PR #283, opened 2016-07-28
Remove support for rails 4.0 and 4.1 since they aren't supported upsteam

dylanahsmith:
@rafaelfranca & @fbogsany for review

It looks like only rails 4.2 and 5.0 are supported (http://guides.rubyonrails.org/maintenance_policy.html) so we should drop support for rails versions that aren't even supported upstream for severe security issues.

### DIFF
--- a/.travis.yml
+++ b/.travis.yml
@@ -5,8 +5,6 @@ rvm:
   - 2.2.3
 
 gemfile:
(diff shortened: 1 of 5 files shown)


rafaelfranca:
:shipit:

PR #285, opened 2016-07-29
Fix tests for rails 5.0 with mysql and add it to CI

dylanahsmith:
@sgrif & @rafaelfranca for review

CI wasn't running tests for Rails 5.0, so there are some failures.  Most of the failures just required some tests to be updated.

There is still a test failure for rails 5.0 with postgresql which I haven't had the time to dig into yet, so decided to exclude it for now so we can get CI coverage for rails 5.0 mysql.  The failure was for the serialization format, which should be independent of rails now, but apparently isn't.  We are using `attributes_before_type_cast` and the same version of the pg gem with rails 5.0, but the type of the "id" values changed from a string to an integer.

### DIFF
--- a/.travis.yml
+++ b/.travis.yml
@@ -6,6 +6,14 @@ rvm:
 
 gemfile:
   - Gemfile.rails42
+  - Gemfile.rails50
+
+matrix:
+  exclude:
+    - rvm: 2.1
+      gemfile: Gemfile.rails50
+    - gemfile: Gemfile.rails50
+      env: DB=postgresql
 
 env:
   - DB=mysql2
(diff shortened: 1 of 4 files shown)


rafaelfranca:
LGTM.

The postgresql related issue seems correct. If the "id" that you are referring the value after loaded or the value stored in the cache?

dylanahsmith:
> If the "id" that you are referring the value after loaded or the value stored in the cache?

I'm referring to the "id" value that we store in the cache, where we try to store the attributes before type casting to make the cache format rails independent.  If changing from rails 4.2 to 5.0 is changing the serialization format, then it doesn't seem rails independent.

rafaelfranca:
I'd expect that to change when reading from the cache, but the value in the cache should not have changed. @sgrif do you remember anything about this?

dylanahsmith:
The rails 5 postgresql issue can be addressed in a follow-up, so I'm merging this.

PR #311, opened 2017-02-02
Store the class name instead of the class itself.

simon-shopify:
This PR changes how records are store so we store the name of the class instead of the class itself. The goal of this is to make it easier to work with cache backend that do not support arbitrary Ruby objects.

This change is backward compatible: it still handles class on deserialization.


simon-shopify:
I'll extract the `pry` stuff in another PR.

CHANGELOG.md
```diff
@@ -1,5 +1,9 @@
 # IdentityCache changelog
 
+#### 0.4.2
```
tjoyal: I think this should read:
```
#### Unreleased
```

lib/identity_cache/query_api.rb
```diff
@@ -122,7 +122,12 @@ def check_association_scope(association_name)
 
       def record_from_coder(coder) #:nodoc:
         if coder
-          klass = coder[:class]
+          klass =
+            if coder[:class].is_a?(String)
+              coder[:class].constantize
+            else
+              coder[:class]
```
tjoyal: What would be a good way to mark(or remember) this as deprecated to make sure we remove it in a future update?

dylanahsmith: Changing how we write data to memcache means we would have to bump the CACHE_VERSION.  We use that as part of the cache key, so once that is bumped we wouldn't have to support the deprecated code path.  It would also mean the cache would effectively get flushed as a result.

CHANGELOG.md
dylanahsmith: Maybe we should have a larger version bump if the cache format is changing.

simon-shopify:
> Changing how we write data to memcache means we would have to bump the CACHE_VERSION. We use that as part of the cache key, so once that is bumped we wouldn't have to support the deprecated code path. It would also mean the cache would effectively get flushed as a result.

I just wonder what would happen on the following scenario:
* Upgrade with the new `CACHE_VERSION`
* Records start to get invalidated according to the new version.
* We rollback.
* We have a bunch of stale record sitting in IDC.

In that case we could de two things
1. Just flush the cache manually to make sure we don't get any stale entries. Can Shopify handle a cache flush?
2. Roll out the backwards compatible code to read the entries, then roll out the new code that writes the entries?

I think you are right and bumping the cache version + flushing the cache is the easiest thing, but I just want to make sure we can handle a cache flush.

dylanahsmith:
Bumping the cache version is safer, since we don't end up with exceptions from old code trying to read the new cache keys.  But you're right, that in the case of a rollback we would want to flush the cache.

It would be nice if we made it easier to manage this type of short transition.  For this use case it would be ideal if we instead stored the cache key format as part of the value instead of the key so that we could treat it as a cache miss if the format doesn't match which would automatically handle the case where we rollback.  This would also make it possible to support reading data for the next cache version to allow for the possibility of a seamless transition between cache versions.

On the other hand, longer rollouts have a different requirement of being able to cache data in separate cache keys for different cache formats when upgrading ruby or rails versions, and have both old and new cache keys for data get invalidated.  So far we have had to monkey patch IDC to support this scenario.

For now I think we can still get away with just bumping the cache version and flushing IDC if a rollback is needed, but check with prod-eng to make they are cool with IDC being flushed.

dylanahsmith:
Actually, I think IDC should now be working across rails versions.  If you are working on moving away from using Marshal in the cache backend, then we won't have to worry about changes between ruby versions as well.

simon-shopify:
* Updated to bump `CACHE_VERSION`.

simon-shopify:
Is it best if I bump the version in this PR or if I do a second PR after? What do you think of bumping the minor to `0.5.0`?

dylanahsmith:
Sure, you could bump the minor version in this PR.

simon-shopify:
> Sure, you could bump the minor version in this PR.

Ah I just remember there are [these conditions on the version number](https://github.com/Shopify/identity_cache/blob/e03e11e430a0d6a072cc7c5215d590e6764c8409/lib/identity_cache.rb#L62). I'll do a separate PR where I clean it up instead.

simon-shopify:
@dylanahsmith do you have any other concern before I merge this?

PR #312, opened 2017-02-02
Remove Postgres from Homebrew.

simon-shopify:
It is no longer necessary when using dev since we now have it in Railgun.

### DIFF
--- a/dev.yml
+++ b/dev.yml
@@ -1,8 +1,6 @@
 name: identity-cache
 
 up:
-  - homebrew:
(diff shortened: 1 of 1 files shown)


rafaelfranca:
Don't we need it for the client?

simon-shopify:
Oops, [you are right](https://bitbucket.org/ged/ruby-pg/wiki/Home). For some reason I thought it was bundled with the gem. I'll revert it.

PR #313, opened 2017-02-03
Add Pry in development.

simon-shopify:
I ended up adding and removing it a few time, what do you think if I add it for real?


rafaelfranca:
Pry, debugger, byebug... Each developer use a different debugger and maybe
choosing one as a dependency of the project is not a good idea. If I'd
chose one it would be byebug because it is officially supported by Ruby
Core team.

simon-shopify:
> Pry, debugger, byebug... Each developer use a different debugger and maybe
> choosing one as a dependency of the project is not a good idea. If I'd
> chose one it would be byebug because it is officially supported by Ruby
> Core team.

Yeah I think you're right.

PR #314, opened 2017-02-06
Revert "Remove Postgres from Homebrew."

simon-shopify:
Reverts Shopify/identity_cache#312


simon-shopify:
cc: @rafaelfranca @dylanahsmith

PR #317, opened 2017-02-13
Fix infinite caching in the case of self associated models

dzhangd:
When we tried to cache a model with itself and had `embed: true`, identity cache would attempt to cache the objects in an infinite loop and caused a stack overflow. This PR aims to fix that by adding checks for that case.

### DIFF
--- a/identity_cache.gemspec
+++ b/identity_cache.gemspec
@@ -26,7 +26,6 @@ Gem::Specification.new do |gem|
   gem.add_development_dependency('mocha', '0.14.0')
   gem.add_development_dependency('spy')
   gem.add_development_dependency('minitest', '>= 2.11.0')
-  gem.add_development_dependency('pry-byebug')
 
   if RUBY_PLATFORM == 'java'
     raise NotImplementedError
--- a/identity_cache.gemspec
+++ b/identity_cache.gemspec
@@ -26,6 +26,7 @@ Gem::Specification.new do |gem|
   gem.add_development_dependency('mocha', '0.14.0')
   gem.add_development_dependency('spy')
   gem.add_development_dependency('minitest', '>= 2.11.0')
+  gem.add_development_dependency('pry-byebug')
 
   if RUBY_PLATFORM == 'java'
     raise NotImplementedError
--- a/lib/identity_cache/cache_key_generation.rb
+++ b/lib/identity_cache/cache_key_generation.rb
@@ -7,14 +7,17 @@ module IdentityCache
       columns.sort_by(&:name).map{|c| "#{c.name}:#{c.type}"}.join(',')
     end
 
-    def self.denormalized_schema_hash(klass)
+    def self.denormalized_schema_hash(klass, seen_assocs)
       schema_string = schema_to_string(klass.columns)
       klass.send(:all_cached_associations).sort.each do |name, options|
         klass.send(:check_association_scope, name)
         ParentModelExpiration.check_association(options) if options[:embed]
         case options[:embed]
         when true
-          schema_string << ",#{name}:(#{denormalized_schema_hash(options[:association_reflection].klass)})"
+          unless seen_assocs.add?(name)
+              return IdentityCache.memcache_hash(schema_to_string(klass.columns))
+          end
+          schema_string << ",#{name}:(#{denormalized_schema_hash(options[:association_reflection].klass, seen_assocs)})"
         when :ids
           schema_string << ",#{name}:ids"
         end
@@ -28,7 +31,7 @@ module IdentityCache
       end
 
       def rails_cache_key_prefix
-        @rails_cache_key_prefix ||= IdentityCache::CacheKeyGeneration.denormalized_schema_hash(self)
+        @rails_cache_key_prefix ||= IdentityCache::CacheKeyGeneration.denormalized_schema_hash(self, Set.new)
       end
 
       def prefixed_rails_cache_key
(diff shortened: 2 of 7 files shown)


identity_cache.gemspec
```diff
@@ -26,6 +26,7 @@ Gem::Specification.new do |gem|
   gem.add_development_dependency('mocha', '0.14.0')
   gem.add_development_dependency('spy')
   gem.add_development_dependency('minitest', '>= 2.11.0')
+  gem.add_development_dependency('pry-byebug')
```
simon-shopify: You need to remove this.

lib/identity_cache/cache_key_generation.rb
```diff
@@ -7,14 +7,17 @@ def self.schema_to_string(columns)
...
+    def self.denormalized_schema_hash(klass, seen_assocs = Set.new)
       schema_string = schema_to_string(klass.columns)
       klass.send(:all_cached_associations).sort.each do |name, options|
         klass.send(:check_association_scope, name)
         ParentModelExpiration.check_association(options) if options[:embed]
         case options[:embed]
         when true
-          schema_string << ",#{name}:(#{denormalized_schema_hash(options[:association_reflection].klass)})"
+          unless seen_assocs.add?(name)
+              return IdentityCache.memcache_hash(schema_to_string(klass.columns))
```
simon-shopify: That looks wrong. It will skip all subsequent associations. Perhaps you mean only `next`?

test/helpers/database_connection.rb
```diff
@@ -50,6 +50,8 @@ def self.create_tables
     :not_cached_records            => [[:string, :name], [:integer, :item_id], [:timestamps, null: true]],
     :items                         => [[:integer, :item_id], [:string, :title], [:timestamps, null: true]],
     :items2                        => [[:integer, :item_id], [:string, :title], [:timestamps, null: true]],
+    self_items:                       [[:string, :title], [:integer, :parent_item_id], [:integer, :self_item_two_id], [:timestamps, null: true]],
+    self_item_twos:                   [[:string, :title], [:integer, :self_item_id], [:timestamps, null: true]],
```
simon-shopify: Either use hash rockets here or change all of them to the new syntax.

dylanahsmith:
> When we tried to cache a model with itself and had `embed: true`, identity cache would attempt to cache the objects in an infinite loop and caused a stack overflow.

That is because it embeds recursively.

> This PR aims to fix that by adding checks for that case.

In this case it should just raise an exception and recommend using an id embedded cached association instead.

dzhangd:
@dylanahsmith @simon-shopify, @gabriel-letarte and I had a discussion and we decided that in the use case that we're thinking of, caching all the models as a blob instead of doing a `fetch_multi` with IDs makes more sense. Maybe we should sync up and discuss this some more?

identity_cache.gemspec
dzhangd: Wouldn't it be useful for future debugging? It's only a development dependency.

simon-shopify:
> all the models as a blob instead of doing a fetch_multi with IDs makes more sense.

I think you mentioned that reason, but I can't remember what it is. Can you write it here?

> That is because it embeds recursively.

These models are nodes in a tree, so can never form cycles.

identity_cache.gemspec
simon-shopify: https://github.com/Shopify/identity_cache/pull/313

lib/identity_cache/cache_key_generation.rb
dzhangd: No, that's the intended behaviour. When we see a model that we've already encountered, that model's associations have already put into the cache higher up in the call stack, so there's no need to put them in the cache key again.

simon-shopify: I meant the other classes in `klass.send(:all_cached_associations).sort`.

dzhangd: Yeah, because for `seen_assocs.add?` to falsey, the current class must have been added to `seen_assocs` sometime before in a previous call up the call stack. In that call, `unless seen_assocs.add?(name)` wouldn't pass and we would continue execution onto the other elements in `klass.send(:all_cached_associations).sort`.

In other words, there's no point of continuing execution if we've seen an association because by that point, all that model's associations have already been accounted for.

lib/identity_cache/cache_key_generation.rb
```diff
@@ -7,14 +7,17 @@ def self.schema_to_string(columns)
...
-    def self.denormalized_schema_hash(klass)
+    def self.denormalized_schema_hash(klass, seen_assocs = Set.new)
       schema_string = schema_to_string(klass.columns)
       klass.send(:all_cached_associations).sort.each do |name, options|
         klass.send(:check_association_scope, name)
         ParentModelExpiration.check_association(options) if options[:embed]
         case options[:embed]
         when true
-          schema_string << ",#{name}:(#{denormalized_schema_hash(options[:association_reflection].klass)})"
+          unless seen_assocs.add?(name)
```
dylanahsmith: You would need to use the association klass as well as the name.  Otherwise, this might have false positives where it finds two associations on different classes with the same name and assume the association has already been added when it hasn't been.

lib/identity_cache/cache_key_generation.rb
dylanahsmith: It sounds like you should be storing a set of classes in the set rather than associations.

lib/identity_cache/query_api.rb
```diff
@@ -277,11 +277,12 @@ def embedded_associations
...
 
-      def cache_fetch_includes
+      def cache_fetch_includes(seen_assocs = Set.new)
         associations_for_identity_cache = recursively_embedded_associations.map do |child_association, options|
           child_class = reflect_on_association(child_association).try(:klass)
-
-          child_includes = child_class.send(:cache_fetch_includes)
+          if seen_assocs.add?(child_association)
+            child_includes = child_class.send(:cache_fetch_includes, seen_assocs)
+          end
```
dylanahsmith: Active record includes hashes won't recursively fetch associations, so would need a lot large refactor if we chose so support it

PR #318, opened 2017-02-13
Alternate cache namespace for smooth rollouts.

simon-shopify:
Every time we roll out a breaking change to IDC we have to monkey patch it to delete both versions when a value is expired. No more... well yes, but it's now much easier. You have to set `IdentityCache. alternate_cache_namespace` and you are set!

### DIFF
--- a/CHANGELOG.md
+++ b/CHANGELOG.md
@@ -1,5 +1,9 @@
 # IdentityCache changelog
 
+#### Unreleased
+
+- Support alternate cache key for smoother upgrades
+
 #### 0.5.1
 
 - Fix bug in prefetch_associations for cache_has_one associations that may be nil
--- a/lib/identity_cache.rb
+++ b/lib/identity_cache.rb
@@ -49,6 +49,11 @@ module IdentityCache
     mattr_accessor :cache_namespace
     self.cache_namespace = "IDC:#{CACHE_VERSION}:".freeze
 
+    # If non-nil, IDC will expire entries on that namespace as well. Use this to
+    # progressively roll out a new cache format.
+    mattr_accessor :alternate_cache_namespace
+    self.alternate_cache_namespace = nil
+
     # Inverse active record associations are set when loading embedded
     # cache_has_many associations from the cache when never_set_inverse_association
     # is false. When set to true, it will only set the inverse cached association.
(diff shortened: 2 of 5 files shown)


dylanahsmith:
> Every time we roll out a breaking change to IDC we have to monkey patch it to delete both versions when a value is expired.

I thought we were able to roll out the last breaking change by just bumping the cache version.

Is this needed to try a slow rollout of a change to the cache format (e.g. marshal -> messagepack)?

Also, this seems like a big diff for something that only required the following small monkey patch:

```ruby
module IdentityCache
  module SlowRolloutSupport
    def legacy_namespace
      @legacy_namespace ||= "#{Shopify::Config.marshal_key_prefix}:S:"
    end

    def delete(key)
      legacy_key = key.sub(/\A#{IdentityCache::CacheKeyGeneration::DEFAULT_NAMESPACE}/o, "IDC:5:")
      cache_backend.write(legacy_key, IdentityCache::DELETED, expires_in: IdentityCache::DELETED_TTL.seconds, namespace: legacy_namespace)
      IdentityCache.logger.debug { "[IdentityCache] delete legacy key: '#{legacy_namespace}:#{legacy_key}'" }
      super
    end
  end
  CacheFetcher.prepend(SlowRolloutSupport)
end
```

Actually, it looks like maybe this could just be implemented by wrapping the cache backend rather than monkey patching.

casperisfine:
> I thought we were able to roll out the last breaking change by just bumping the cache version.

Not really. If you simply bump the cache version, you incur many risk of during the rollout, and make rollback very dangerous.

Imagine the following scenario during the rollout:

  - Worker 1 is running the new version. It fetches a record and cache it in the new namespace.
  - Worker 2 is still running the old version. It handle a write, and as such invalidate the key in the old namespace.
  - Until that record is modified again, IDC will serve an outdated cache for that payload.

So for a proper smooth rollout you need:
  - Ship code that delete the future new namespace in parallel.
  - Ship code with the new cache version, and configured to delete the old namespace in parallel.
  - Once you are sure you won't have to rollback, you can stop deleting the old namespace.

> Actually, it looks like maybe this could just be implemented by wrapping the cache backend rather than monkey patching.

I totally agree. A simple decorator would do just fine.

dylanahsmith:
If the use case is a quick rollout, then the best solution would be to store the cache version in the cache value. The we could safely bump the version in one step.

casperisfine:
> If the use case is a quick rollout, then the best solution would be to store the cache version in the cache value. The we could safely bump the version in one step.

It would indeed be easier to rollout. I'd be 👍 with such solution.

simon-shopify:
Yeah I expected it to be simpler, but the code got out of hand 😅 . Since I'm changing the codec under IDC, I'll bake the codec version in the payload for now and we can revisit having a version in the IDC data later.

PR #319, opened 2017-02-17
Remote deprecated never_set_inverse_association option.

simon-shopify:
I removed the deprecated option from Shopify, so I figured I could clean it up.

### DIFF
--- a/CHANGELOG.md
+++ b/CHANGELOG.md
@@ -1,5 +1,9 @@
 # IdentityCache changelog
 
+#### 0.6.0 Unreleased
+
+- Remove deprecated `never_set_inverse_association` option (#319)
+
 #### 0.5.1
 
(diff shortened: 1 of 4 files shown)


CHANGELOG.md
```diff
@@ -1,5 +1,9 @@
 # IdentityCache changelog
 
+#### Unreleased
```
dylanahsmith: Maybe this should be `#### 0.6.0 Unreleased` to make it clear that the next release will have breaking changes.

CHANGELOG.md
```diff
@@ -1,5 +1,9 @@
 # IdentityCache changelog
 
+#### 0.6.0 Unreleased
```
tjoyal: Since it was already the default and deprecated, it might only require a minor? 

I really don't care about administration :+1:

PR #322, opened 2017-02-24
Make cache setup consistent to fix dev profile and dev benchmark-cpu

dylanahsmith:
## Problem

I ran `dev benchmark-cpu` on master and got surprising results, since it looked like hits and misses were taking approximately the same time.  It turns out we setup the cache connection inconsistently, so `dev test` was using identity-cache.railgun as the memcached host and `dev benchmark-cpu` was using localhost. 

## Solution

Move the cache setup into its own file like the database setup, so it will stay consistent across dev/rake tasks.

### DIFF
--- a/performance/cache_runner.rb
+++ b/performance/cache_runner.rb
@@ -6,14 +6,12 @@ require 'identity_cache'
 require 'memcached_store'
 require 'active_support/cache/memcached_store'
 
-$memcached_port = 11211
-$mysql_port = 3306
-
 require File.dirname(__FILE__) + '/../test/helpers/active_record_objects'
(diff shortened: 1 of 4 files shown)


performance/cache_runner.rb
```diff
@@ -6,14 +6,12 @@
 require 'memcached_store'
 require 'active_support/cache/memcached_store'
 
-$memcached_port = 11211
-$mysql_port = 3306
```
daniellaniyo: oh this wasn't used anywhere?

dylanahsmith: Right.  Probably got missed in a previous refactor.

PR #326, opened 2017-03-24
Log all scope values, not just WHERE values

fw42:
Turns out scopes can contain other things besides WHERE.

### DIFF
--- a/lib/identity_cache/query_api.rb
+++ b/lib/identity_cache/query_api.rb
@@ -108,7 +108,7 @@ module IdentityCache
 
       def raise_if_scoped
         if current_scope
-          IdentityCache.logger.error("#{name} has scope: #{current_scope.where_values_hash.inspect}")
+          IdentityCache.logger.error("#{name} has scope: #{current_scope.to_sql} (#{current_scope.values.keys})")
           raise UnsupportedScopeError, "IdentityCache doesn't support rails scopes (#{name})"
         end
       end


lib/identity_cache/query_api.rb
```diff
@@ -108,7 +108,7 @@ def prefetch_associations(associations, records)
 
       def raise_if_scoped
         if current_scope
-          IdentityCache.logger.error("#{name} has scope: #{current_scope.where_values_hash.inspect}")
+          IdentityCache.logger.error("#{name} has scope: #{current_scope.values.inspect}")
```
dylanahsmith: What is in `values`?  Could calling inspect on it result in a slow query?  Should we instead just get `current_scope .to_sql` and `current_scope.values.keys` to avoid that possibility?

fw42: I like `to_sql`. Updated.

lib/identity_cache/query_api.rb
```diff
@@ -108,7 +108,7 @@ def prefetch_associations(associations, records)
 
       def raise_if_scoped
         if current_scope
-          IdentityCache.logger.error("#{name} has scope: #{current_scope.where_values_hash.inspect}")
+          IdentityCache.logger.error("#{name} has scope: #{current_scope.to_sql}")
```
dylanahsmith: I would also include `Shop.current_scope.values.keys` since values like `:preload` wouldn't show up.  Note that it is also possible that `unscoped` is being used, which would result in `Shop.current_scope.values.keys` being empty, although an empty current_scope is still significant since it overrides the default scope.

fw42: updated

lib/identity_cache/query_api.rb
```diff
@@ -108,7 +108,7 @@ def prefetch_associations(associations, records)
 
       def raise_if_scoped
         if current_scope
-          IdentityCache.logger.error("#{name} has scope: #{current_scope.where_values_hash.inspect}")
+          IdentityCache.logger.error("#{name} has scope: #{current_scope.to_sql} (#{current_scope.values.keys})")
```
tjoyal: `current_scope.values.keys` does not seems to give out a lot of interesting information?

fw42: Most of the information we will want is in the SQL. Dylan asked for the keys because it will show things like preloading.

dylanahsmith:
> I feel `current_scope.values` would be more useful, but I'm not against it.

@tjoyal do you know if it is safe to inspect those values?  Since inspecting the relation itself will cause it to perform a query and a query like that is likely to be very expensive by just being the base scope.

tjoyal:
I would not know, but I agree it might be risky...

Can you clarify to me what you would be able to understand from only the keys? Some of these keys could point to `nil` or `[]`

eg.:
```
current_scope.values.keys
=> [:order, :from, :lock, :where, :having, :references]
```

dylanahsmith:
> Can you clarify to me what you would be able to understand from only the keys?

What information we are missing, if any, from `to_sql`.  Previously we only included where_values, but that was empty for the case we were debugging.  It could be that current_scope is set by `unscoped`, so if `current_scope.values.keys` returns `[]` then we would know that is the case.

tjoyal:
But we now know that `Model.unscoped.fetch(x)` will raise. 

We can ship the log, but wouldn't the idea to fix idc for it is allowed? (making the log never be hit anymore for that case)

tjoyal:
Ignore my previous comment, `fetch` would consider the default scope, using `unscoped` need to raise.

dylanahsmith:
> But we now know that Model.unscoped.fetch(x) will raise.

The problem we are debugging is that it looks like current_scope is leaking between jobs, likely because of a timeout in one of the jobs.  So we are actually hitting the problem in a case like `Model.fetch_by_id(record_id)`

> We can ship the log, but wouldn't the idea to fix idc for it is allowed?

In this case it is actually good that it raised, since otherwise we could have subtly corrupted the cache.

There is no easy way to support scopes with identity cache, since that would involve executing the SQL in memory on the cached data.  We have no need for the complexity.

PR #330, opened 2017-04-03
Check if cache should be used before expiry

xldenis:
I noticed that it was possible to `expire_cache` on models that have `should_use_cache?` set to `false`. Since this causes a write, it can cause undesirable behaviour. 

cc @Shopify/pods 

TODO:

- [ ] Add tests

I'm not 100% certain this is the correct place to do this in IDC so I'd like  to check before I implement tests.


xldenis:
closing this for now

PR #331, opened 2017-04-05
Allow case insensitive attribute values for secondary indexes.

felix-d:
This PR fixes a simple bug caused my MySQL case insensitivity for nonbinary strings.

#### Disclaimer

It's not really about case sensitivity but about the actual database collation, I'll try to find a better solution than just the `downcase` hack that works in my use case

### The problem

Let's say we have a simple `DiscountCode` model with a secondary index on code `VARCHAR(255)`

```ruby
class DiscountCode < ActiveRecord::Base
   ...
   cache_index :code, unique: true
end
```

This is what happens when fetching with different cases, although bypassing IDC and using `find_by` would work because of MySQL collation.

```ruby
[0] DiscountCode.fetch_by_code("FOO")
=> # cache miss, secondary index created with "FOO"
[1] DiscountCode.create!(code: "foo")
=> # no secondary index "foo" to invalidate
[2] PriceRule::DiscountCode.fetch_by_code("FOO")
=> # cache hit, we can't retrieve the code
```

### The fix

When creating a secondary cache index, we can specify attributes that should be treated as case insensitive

» **TASK OBJECTIVE**: Filter the records above down to the lines containing "best".

» **WRITTEN ANSWER**:
Is it best if I bump the version in this PR or if I do a second PR after? What do you think of bumping the minor to `0.5.0`?
If the use case is a quick rollout, then the best solution would be to store the cache version in the cache value. The we could safely bump the version in one step.
> If the use case is a quick rollout, then the best solution would be to store the cache version in the cache value. The we could safely bump the version in one step.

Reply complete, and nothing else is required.